Evaluation of explanation quality: decision rules#

In this notebook, we are going to explore how we can use teex to evaluate decision rule explanations

[14]:

from teex.decisionRule.data import SenecaDR
from teex.decisionRule.eval import rule_scores

# these three imports fix an issue with imports in SkopeRules
import six
import sys
sys.modules['sklearn.externals.six'] = six

from skrules import SkopeRules

The first step is to gather data with available ground truth decison rule explanations. teex makes it simples:

[33]:

dataGen = SenecaDR(nSamples=500, nFeatures=5, randomState=88)
X, y, exps = dataGen[:]

[34]:

X[:5]

[34]:

array([[-2.02711717, -1.32958987, -0.77103092,  0.99843625, -2.27314715],
       [-0.64076447,  1.62339205,  1.75445611, -1.00969545,  1.83765661],
       [ 1.50354713, -1.27483644, -2.19842768, -1.05181378,  1.07449273],
       [ 0.06917376, -0.45268848, -1.05498443,  0.00318232, -0.65430449],
       [ 1.04850317,  2.69542922,  2.05851293, -0.06200245, -1.50837284]])

[35]:

y[:5]

[35]:

array([1, 1, 0, 1, 0])

[36]:

for e in exps[:5]:
    print(e)

IF 'a' <= -0.648, 'e' <= 0.125, 'c' <= -0.638, -1.473 < 'd' THEN 'Class' = 1
IF 'a' <= 0.962, 0.278 < 'e', -1.018 < 'b', -1.441 < 'c', 'd' <= 1.025 THEN 'Class' = 1
IF 0.962 < 'a', -2.876 < 'b' <= -0.656, 'd' <= -0.766, 'c' <= -2.147, -0.739 < 'e' THEN 'Class' = 0
IF -0.467 < 'a' <= 0.962, 'e' <= 0.125, 'c' <= -0.638, -1.473 < 'd' THEN 'Class' = 1
IF 0.962 < 'a', -0.095 < 'b', -1.843 < 'd', -2.64 < 'e' THEN 'Class' = 0

The second step is training an estimator and predicting explanations. We could use any system for training and generating the explanations. We are going to skip this step, as its independent to teex and up to the user to decide in which way to generate the explanations. Instead, we are going to use the ground truth explanations as if they were the predicted ones.

So, we compare the predicted explanations with the ground truth ones.

[39]:

metrics = ['crq', 'prec', 'rec', 'fscore']
scores = rule_scores(exps, exps, dataGen.featureNames, metrics)

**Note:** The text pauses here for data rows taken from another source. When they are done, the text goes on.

PR #3033, opened 2023-05-18
modeling-Rules testing - support multi rules

ilappe:
## Related Issues
fixes: https://jira-hq.paloaltonetworks.local/browse/CIAC-6584

## Description
currently, the `modeling-rules` commands support modeling rules with one dataset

/usr/local/lib/python3.8/site-packages/teex/featureImportance/eval.py:77: UserWarning: A binary ground truth contains uniform values, so one entry has been randomly flipped for the metrics to be defined.
  warnings.warn('A binary ground truth contains uniform values, so one entry has been randomly flipped '
/usr/local/lib/python3.8/site-packages/teex/featureImportance/eval.py:80: UserWarning: A binary prediction contains uniform values, so one entry has been randomly flipped for the metrics to be defined.
  warnings.warn('A binary prediction contains uniform values, so one entry has been randomly flipped '

[40]:

for i, metric in enumerate(metrics):
    print(f'{metric}: {scores[i]}')

crq: 1.0
prec: 1.0
rec: 1.0
fscore: 1.0

We obtain perfect scores, as the ground truths are exactly the same as the predictions.